|
Calon Incumbent di Jawa Tengah Hanya Cuti
Senin, 21 April 2008 | 14:51 WIB
TEMPO Interaktif, Semarang:Komisi Pemilihan Umum Daerah Jawa Tengah menetapkan bagi kepala daerah dan wakil kepala daerah yang maju dalam pemilihan gubernur 2008 tidak perlu mundur dari jabatannya, seperti yang tercantum dalam perubahan Undang-Undang 32 Tahun 2004 tentang Pemerintahan Daerah.
"Calon incumbent hanya diminta cuti pada masa kampanye saja," kata Anggota KPUD Jawa Tengah Hasyim Asy'ari kepada Tempo di Semarang hari ini.
Hasyim mengatakan pemilihan gubernur Jawa Tengah yang akan digelar pada 22 Juni mendatang tidak terkena hukum dalam revisi Undang-Undang 32 Tahun 2004 yang mengharuskan kepala daerah menyerahkan bukti tertulis pengunduran diri dari jabatannya jika maju lagi dalam pilkada.
Hasyim mengatakan, dalam revisi undang-undang tersebut ada ketentuan bahwa peraturan ini tidak berlaku bagi pilkada di daerah yang sudah memasuki tahapan pendaftaran calon. "Revisi ini hanya akan berlaku bagi pilkada yang belum memasuki tahapan pendaftaran calon," katanya.
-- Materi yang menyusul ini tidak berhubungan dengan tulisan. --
PR #26446, opened 2026-03-28
Fix system-health crash on VS platform due to missing metadata file

### LINKED ISSUE #26429: system-health service crashes on trixie VS image due to missing vs_chassis_metadata.json
## Description

On trixie-based VS (virtual switch) images, `system-health.service` crashes with:

```
FileNotFoundError: Metadata file /etc/sonic/vs_chassis_metadata.json not found
```

The service fails repeatedly and gives up restarting. This prevents `SYSTEM_READY|SYSTEM_STATE` from being set in STATE_DB, which blocks any daemon that waits for system-ready (e.g., hsflowd in the sflow container).

## Impact

- **hsflowd** loops in `waitConfig` / `getSystemReady()` forever, never reads CONFIG_DB, never generates `/etc/hsflowd.auto`
- All sflow KVM tests fail with `hsflowd failed to initialize collector(s) within 240 seconds`
- Potentially affects any other service that depends on `SYSTEM_READY` in STATE_DB
- Issue is masked in CI because sflow tests are blanket-skipped via `tests_mark_conditions.yaml` (sonic-mgmt#21701)

## Reproduction

1. Boot a trixie-based sonic-vs image on KVM
2. Check `systemctl status system-health` — it will be in failed state
3. Check `redis-cli -n 6 HGETALL 'SYSTEM_READY|SYSTEM_STATE'` — empty
4. Enable sflow and add a collector — `/etc/hsflowd.auto` stays empty

## Workaround

Manually set system ready in STATE_DB:
```
redis-cli -n 6 HSET 'SYSTEM_READY|SYSTEM_STATE' Status UP
```
This immediately unblocks hsflowd and all dependent services.

## Root Cause

The VS platform is missing `/etc/sonic/vs_chassis_metadata.json`. The system-health service expects this file but doesn't handle its absence gracefully on VS platform.

## Proposed Fix

Working on a PR — either create the missing metadata file for VS platform or make system-health handle its absence gracefully.

## Environment

- Platform: `x86_64-kvm_x86_64-r0`
- SONiC branch: trixie (Debian 13)
- systemd: 257
- Discovered during: PR #26421 (sflow trixie container upgrade)

yxieca:
## Description

The VS chassis platform module (`sonic_platform/chassis.py`) raises `FileNotFoundError` when `/etc/sonic/vs_chassis_metadata.json` does not exist. This file is only present on VS chassis (T2-VOQ) setups introduced in #18512, not on standalone VS platforms (e.g., ToR used in KVM testbeds).

## Impact

The crash prevents `system-health.service` from running, which means `SYSTEM_READY|SYSTEM_STATE` is never set in STATE_DB. This blocks any daemon that waits for system-ready — specifically `hsflowd` in the sflow container, which loops in `waitConfig`/`getSystemReady()` forever, never reads CONFIG_DB, and never generates `/etc/hsflowd.auto`.

This causes all sflow KVM tests to fail on trixie images with:
```
Failed: hsflowd failed to initialize collector(s) ['20.1.1.2'] within 240 seconds
```

The issue is currently masked in CI because sflow tests are blanket-skipped via `tests_mark_conditions.yaml` (sonic-mgmt#21701).

## Fix

Return an empty metadata dict when the file doesn't exist instead of raising an exception. The chassis methods that consume metadata (`get_supervisor_slot`, `get_linecard_slot`, `get_my_slot`) already raise `KeyError`/`ValueError` for missing fields, so the behavior is correct for chassis setups.

## Testing

- **15/15 sflow tests passed** on KVM T0 testbed (vlab-01, P520-2) with this fix
- All reboot types tested (cold, fast, warm) — all passed
- `system-health.service` starts successfully on standalone VS, setting `SYSTEM_READY` automatically

Fixes #26429
Supersedes #26430

### DIFF
--- a/device/virtual/x86_64-kvm_x86_64-r0/system_health_monitoring_config.json
+++ b/device/virtual/x86_64-kvm_x86_64-r0/system_health_monitoring_config.json
@@ -1,0 +1,11 @@
+{
+    "services_to_ignore": ["smartmontools.service"],
+    "devices_to_ignore": [],
+    "user_defined_checkers": [],
+    "polling_interval": 60,
+    "led_color": {
+        "fault": "red",
+        "normal": "green",
+        "booting": "orange_blink"
+    }
+}
--- a/platform/vs/sonic-platform-modules-vs/sonic_platform/chassis.py
+++ b/platform/vs/sonic-platform-modules-vs/sonic_platform/chassis.py
@@ -30,21 +30,28 @@ class Chassis(ChassisBase):
         if os.path.exists(self.metadata_file):
             with open(self.metadata_file, 'r') as f:
                 metadata = json.load(f)
-        else:
-            raise FileNotFoundError("Metadata file {} not found".format(self.metadata_file))
         return metadata
 
+    def _require_metadata(self):
+        if not self.metadata:
+            raise FileNotFoundError(
+                "Metadata file {} is required for chassis operations".format(
+                    self.metadata_file))
+
     def get_supervisor_slot(self):
+        self._require_metadata()
         if 'sup_slot_num' not in self.metadata:
             raise KeyError("sup_slot_num not found in Metadata file {}".format(self.metadata_file))
         return self.metadata['sup_slot_num']
 
     def get_linecard_slot(self):
+        self._require_metadata()
         if 'lc_slot_num' not in self.metadata:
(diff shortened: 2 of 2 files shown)


arlakshm (approved):

ryanzhu706:
Hi @yxieca Can we merge this PR which is needed for upgrade test on KVM? Thank you!

ryanzhu706 (approved):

Revisi Undang-Undang 32 disetujui DPR 1 April lalu. Pada hari itu adalah hari terakhir pendaftaran calon gubernur dan wakil gubernur Jawa Tengah. Persetujuan dari wakil rakyat di Senayan ini tidak otomatis membuat peraturan tersebut langsung berlaku.
"Masih memerlukan proses pengesahan dan penomoran undang-undang oleh Presiden, sehingga pilgub Jateng tidak kena aturan ini," kata Hasyim.
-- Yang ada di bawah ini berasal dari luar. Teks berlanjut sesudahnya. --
PR #26452, opened 2026-03-29
Build gperftools (tcmalloc) from source for docker-fpm-frr

StormLiangMS:
#### Why I did it

Install tcmalloc into the docker-fpm-frr container to prepare for FRR memory optimization. tcmalloc provides a more efficient memory allocator that reduces heap fragmentation compared to glibc malloc, which is a known issue with long-running FRR processes.

The stock Debian `libgoogle-perftools4` package already has working `MallocExtension_ReleaseToSystem()` via the `MADV_DONTNEED` code path (verified against gperftools 2.10 and 2.16 source — thanks @saiarcot895 for the thorough analysis), so no custom build or patches are needed.

This PR only installs the library — it does **not** enable or load tcmalloc. Activation (via `LD_PRELOAD` or FRR's native `--enable-gperf-tcmalloc`) will be handled in a separate follow-up PR.

Reference: [FRRouting/frr#19377](https://github.com/FRRouting/frr/pull/19377)

##### Work item tracking
- Microsoft ADO:

#### How I did it

Added `libgoogle-perftools4` (which provides `libtcmalloc.so.4`) to the apt-get install list in the docker-fpm-frr Dockerfile.

#### How to verify it

1. Build the image
2. Verify the library is present: `docker exec -it bgp ls -la /usr/lib/x86_64-linux-gnu/libtcmalloc*`
3. Verify the package is installed: `docker exec -it bgp dpkg -l | grep perftools`

- [ ] 202305
- [ ] 202311
- [ ] 202405
- [ ] 202411
- [ ] 202505
- [ ] 202511

- [x] master (CI passed)

Install tcmalloc (libgoogle-perftools4) into docker-fpm-frr container from Debian repos

N/A — no config_db or YANG changes

🐆

### DIFF
--- a/dockers/docker-fpm-frr/Dockerfile.j2
+++ b/dockers/docker-fpm-frr/Dockerfile.j2
@@ -16,6 +16,7 @@ ENV DEBIAN_FRONTEND=noninteractive
 RUN apt-get update   && \
     apt-get install -y  \
         iproute2        \
+        libgoogle-perftools4t64 \
         logrotate
 
 RUN groupadd -g ${frr_user_gid} frr


src/gperftools/patch/0001-Enable-FREE_MMAP_PROT_NONE-for-Linux.patch
```diff
@@ -0,0 +1,25 @@
...
+
+diff --git a/configure.ac b/configure.ac
+--- a/configure.ac
++++ b/configure.ac
+@@ -53,4 +53,5 @@ case "$host" in
+    *-cygwin*) default_enable_heap_checker=no; default_enable_cpu_profiler=no;;
+    *-freebsd*) default_enable_heap_checker=no;;
+    *-darwin*) default_enable_heap_checker=no;;
++   *-linux*) AC_DEFINE(FREE_MMAP_PROT_NONE, 1, [Use mmap PROT_NONE to release memory on Linux]);;
+ esac
```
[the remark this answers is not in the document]
StormLiangMS: False positive. \*-linux*\ is a shell glob (autoconf \case\ pattern), not a regex — it matches any string containing \-linux\, so \x86_64-pc-linux-gnu\ matches fine. This is the same pattern style used by the existing upstream cases (\*-cygwin*\, \*-freebsd*\, \*-darwin*\).

rules/docker-fpm-frr.mk
```diff
@@ -7,7 +7,7 @@ DOCKER_FPM_FRR_DBG = $(DOCKER_FPM_FRR_STEM)-$(DBG_IMAGE_MARK).gz
 $(DOCKER_FPM_FRR)_PATH = $(DOCKERS_PATH)/$(DOCKER_FPM_FRR_STEM)
 $(DOCKER_FPM_FRR)_PYTHON_WHEELS += $(SONIC_BGPCFGD) $(SONIC_FRR_MGMT_FRAMEWORK)
 
-$(DOCKER_FPM_FRR)_DEPENDS += $(FRR) $(FRR_SNMP) $(SWSS) $(LIBYANG3)
+$(DOCKER_FPM_FRR)_DEPENDS += $(FRR) $(FRR_SNMP) $(SWSS) $(LIBYANG3) $(LIBGOOGLE_PERFTOOLS4)
```
rminnikanti: Hi @StormLiangMS,

This PR only adding LIBGOOGLE_PERFTOOLS4 as an FRR dependency. I don't see its adding LD_PRELOAD anywhere to intercept memory allocation functions of FRR daemons. 

Let me know if I am missing something.

vganesan-nokia:
@StormLiangMS, the PR description mentions change in docker-fpm-frr: docker_init.sh. But there is no docker_init.sh (docker-fpm-frr) in this PR.

rules/docker-fpm-frr.mk
StormLiangMS: Hi @rminnikanti, You’re correct — this PR intentionally only builds gperftools from source and installs libgoogle-perftools4 (which provides libtcmalloc.so.4) into the FRR container. It does not enable or load tcmalloc yet.

The purpose of this PR is solely to support the build of tcmalloc. How to enable it would fall under the scope of FRR upgrade work, either by using the same method as FRR native (--enable-gperf-tcmalloc) or other approaches. I believe that is outside the scope of this PR, JFYR. I filed a separate PR to enable the tcmalloc, (https://github.com/sonic-net/sonic-buildimage/pull/26697)

StormLiangMS:
> @StormLiangMS, the PR description mentions change in docker-fpm-frr: docker_init.sh. But there is no docker_init.sh (docker-fpm-frr) in this PR.

hi @vganesan-nokia That’s correct — I changed the implementation but forgot to update the description. I’ve just updated it. Thanks for pointing that out!

rminnikanti:
FRR migration to trixie PR is open since few weeks now. This may need re-verification if it gets merged.

https://github.com/sonic-net/sonic-buildimage/pull/26384 
@saiarcot895 may I know if the FRR trixie migration PR can be merged?

StormLiangMS:
> LGTM — building gperftools from source with the FREE_MMAP_PROT_NONE patch is the FRR-recommended approach. Stock Debian packages don't enable this, and that hasn't changed even in gperftools 2.18.1 (latest upstream).
> 
> One thing to keep in mind for the future: when docker-fpm-frr moves to Trixie, this recipe will need updating:
> 
> Package names gain the t64 suffix (libgoogle-perftools4 → libgoogle-perftools4t64, libtcmalloc-minimal4 → libtcmalloc-minimal4t64) Trixie ships gperftools 2.16-1 (vs bookworm's 2.10-1), so the source build version and patch offsets may need adjustment Not a blocker — just a heads-up for Trixie migration.
> 
> Also, @StormLiangMS, could you update the title a bit, something like, "Build gperftools (tcmalloc) from source for docker-fpm-frr" ?

thanks, updated. @deepak-singhal0408

rules/gperftools.mk
```diff
@@ -0,0 +1,19 @@
+# gperftools (google-perftools) - tcmalloc
+
+GPERFTOOLS_VERSION = 2.10
```
saiarcot895: Why is an old version of gperftools being used?

saiarcot895: Never mind, I see Bookworm is on 2.10.

src/gperftools/patch/0001-Enable-FREE_MMAP_PROT_NONE-for-Linux.patch
```diff
@@ -0,0 +1,25 @@
+From 0000000000000000000000000000000000000000 Mon Sep 17 00:00:00 2001
+From: StormLiangMS <stormliang@microsoft.com>
+Date: Sun, 29 Mar 2026 17:00:00 +0800
+Subject: [PATCH] Enable FREE_MMAP_PROT_NONE for Linux
+
+Without this define, MallocExtension_ReleaseToSystem() does not
+actually release memory back to the OS on Linux. This is required
+for the FRR tcmalloc memory release timer to function correctly.
```
saiarcot895: This change doesn't make sense.

The only places `FREE_MMAP_PROT_NONE` is defined is within `TCMalloc_SystemRelease` and `TCMalloc_SystemCommit`. This comment is talking about releasing memory back to the OS, so looking further into `TCMalloc_SystemRelease`, the entire function is under an if-check:

```
#if defined(FREE_MMAP_PROT_NONE) && defined(HAVE_MMAP) || defined(MADV_FREE)
```

`FREE_MMAP_PROT_NONE` isn't defined by default, and `MADV_FREE` ends up being defined:

```
// Linux added support for MADV_FREE in 4.5 but we aren't ready to use it
// yet. Among other things, using compile-time detection leads to poor
// results when compiling on a system with MADV_FREE and running on a
// system without it. See https://github.com/gperftools/gperftools/issues/780.
#if defined(__linux__) && defined(MADV_FREE) && !defined(TCMALLOC_USE_MADV_FREE)
# undef MADV_FREE
#endif

// MADV_FREE is specifically designed for use by malloc(), but only
// FreeBSD supports it; in linux we fall back to the somewhat inferior
// MADV_DONTNEED.
#if !defined(MADV_FREE) && defined(MADV_DONTNEED)
# define MADV_FREE  MADV_DONTNEED
#endif
```

While the linux userspace headers in both Bookworm and Trixie define `MADV_FREE`, because of potentially unknown behavior around `MADV_FREE`, it gets undefined. However, because `MADV_DONTNEED` is defined, and `MADV_FREE` is no longer defined, `MADV_FREE` gets defined to the same value as `MADV_DONTNEED`. This means that the original if-check pasted at the top becomes true, because `MADV_FREE` is defined.

In `TCMalloc_SystemRelease` then, the `madvise` code path is taken. This can be verified to be in the compiled build from Debian (taken from tcmalloc 2.16 as compiled for Debian Trixie):

```
00000000000131b0 <_Z22TCMalloc_SystemReleasePvm@@Base>:
   131b0:       f3 0f 1e fa             endbr64
   131b4:       48 8b 05 8d 4c 01 00    mov    0x14c8d(%rip),%rax        # 27e48 <_ZN60FLAG__namespace_do_not_use_directly_use_DECLARE_bool_instead35FLAGS_malloc_disable_memory_releaseE@@Base-0xc39>
   131bb:       80 38 00                cmpb   $0x0,(%rax)
   131be:       0f 85 94 00 00 00       jne    13258 <_Z22TCMalloc_SystemReleasePvm@@Base+0xa8>
   131c4:       55                      push   %rbp
   131c5:       48 89 e5                mov    %rsp,%rbp
   131c8:       41 55                   push   %r13
   131ca:       49 89 f5                mov    %rsi,%r13
   131cd:       41 54                   push   %r12
   131cf:       53                      push   %rbx
   131d0:       48 89 fb                mov    %rdi,%rbx
   131d3:       48 83 ec 08             sub    $0x8,%rsp
   131d7:       48 8b 05 0a 59 01 00    mov    0x1590a(%rip),%rax        # 28ae8 <tcmalloc_sys_alloc@@Base+0x58>
   131de:       48 85 c0                test   %rax,%rax
   131e1:       75 0e                   jne    131f1 <_Z22TCMalloc_SystemReleasePvm@@Base+0x41>
   131e3:       e8 88 aa ff ff          call   dc70 <getpagesize@plt>
   131e8:       48 98                   cltq
   131ea:       48 89 05 f7 58 01 00    mov    %rax,0x158f7(%rip)        # 28ae8 <tcmalloc_sys_alloc@@Base+0x58>
   131f1:       4c 8d 64 03 ff          lea    -0x1(%rbx,%rax,1),%r12
   131f6:       48 f7 d8                neg    %rax
   131f9:       4c 01 eb                add    %r13,%rbx
   131fc:       49 21 c4                and    %rax,%r12
   131ff:       48 21 c3                and    %rax,%rbx
   13202:       31 c0                   xor    %eax,%eax
   13204:       49 39 dc                cmp    %rbx,%r12
   13207:       72 0f                   jb     13218 <_Z22TCMalloc_SystemReleasePvm@@Base+0x68>
   13209:       48 83 c4 08             add    $0x8,%rsp
   1320d:       5b                      pop    %rbx
   1320e:       41 5c                   pop    %r12
   13210:       41 5d                   pop    %r13
   13212:       5d                      pop    %rbp
   13213:       c3                      ret
   13214:       0f 1f 40 00             nopl   0x0(%rax)
   13218:       4c 29 e3                sub    %r12,%rbx
   1321b:       0f 1f 44 00 00          nopl   0x0(%rax,%rax,1)
   13220:       ba 04 00 00 00          mov    $0x4,%edx
   13225:       48 89 de                mov    %rbx,%rsi
   13228:       4c 89 e7                mov    %r12,%rdi
   1322b:       e8 10 a6 ff ff          call   d840 <madvise@plt>
   13230:       41 89 c5                mov    %eax,%r13d
   13233:       e8 08 9e ff ff          call   d040 <__errno_location@plt>
   13238:       83 38 0b                cmpl   $0xb,(%rax)
   1323b:       75 06                   jne    13243 <_Z22TCMalloc_SystemReleasePvm@@Base+0x93>
   1323d:       41 83 fd ff             cmp    $0xffffffff,%r13d
   13241:       74 dd                   je     13220 <_Z22TCMalloc_SystemReleasePvm@@Base+0x70>
   13243:       41 83 fd ff             cmp    $0xffffffff,%r13d
   13247:       0f 95 c0                setne  %al
   1324a:       48 83 c4 08             add    $0x8,%rsp
   1324e:       5b                      pop    %rbx
   1324f:       41 5c                   pop    %r12
   13251:       41 5d                   pop    %r13
   13253:       5d                      pop    %rbp
   13254:       c3                      ret
   13255:       0f 1f 00                nopl   (%rax)
   13258:       31 c0                   xor    %eax,%eax
   1325a:       c3                      ret
   1325b:       0f 1f 44 00 00          nopl   0x0(%rax,%rax,1)
```

Note the `madvise` call at 0x1322b, and `0x4` (the value of `MADV_DONTNEED`) being written to `%edx` (where the 3rd argument is written to for amd64 architectures).

This means that `MallocExtension_ReleaseToSystem` is actually releasing memory back to the system. This also means that there should be no need to build gperftools locally, or with this patch.

saiarcot895: I will also note that `malloc_trim` is just calling `madvise` with `MADV_DONTNEED`, and we have seen that to release memory back to the system (in the form of RSS for the process going down and `free -m` reporting higher values for free and available system memory after `malloc_trim`).

StormLiangMS: @saiarcot895 Thanks for the thorough analysis — you're absolutely right. We verified against both the 2.10 and 2.16 source: the MADV_FREE -> MADV_DONTNEED redefine means TCMalloc_SystemRelease already uses madvise(MADV_DONTNEED) in the stock Debian build, so the FREE_MMAP_PROT_NONE patch and custom build are unnecessary.

Simplifying this PR to just apt-get install libgoogle-perftools4 in the FRR container Dockerfile. No more building from source.

saiarcot895 (changes requested):
Given that this PR is now just a library package installation, is this PR needed? Why not just have a single PR that adds the development header package into a slave container and enables `--enable-gperf-tcmalloc` for the FRR build?

StormLiangMS:
> Given that this PR is now just a library package installation, is this PR needed? Why not just have a single PR that adds the development header package into a slave container and enables `--enable-gperf-tcmalloc` for the FRR build?

make sense to me. @rminnikanti would you help with PR to enable it --enable-gperf-tcmalloc and with the apt-get? let me know, then I can close this PR.

src/gperftools/patch/0001-Enable-FREE_MMAP_PROT_NONE-for-Linux.patch
rminnikanti: @saiarcot895 should we pass this information to FRR PR? FRR PR recommends building libgoogle-perftools4 with FREE_MMAP_PROT_NONE. 
PR: https://github.com/FRRouting/frr/pull/19377 

If you agree, would you like to comment on the PR?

Dalam pemilihan gubernur Jawa Tengah ada empat kepala daerah yang sebelumnya menjabat sebagai bupati/wali kota yang akan bertarung. Mereka adalah Bupati Kudus Tamzil yang berpasangan dengan calon wakil gubernur Rozak Rais dan diusung koalisi PPP-PAN. Bupati Wonosobo Kholik Arif mendampingi Agus Soeyitno yang diusung PKB. Bupati Kebumen Rustriningsih yang bergandengan dengan Bibit Waluyo yang diusung PDIP. Wali Kota Semarang Sukawi Sutarip yang diusung Partai Demokrat dan PKS menjadi calon gubernur berdampingan dengan Sudharto.